_Your objective_
For the entries below, work out how many lines contain the string "definite" and write only the number.

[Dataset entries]

════════════════════

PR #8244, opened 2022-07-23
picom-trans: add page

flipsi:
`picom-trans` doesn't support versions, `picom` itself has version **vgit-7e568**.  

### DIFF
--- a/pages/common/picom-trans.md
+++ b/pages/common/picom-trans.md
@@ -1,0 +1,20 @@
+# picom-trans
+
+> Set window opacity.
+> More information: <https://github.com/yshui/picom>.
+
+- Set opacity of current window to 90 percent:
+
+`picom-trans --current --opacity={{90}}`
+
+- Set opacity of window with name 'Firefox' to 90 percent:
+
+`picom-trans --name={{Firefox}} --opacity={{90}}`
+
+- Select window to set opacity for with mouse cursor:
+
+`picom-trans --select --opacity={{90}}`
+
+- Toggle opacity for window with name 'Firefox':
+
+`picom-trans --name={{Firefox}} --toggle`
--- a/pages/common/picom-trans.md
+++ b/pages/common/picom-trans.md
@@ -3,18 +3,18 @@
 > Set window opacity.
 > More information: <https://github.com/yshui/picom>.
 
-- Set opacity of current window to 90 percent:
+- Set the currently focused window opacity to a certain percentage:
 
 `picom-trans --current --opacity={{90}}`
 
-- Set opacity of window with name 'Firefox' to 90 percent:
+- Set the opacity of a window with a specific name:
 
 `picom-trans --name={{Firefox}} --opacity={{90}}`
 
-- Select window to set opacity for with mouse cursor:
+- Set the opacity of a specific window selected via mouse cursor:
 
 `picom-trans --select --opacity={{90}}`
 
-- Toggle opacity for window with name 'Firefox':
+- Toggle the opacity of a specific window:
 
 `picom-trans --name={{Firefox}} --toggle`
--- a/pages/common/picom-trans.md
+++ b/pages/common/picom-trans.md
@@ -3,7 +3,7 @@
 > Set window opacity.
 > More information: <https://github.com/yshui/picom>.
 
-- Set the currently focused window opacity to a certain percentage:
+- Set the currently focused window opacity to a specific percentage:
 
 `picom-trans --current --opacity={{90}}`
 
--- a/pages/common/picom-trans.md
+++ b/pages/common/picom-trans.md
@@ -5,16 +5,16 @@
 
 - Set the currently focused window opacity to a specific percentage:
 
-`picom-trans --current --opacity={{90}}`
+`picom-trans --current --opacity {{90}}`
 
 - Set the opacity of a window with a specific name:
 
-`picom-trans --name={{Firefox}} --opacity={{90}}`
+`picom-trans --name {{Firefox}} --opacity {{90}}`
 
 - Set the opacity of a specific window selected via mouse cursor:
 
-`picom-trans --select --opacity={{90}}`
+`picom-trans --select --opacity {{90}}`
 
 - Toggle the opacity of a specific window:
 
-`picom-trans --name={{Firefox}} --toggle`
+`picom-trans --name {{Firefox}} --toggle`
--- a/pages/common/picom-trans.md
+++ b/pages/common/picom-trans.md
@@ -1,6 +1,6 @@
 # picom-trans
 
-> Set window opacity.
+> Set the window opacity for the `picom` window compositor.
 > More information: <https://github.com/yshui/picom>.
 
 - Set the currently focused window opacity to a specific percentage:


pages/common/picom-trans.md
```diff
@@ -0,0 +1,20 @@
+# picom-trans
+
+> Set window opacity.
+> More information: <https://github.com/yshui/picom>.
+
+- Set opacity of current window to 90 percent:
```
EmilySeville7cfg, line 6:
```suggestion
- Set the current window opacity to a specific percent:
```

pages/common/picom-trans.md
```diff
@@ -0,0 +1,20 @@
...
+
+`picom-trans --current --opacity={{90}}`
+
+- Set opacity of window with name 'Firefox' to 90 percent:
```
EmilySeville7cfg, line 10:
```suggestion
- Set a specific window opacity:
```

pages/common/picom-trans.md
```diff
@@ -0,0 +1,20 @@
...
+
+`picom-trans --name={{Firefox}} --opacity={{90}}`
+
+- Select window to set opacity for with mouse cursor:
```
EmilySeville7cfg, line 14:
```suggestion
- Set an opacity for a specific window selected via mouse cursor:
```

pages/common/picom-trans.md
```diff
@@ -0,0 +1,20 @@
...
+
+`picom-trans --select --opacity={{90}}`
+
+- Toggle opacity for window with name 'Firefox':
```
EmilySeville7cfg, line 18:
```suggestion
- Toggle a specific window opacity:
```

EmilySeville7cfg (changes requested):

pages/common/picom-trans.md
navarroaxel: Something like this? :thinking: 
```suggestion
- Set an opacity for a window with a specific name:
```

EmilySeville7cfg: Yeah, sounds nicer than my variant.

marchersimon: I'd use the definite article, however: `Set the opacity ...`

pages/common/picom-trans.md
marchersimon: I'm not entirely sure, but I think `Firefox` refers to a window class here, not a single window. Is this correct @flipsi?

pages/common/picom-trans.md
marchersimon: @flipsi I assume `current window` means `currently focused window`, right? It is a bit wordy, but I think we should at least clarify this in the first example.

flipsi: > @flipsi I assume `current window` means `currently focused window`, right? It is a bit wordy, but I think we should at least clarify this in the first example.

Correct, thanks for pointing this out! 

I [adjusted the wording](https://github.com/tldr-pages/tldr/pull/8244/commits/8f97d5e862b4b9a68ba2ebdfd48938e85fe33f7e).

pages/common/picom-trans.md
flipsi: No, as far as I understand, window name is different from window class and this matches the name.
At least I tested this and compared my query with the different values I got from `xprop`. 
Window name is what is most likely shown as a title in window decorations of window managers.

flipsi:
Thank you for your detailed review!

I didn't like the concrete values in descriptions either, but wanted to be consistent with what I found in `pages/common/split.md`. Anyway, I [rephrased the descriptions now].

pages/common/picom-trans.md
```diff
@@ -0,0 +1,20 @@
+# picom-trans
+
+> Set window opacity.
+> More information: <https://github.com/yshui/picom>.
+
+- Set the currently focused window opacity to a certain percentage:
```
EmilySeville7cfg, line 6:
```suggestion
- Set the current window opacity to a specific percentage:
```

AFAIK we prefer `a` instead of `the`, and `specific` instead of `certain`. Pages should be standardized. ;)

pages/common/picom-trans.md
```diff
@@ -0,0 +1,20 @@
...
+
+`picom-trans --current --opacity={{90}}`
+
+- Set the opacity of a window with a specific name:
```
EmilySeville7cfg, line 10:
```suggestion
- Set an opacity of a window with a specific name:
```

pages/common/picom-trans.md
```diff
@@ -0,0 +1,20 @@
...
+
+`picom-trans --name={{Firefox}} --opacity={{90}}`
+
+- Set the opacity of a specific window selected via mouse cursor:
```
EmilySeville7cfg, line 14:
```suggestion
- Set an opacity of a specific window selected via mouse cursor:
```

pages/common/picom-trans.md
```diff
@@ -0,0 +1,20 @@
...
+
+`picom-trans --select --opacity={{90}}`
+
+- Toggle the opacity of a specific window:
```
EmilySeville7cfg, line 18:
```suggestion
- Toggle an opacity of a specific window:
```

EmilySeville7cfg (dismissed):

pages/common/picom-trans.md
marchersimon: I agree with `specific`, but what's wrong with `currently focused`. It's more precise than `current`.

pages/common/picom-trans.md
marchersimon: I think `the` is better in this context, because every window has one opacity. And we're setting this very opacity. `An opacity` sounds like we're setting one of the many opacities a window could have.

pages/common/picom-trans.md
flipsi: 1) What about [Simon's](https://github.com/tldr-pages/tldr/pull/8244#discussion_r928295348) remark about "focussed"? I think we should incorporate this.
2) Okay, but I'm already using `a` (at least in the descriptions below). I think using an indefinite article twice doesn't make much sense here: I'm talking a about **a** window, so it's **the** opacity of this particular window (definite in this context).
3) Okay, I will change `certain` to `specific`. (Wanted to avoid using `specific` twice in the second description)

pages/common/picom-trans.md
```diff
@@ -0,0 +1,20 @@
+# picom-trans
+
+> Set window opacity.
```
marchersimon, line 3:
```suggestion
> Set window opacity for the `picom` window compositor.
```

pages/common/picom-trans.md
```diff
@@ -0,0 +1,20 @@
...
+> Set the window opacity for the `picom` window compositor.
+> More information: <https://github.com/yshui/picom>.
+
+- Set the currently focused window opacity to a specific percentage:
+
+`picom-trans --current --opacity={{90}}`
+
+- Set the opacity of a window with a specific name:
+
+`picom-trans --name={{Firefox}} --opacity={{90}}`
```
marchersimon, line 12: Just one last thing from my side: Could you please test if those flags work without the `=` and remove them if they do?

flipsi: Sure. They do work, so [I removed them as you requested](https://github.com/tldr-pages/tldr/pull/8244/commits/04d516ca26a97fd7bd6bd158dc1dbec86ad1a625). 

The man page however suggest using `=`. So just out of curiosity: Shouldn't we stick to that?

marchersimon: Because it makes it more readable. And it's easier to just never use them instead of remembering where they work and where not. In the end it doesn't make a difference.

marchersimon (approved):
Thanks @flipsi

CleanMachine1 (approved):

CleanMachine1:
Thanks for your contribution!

════════════════════

_Solution to the exercise_
2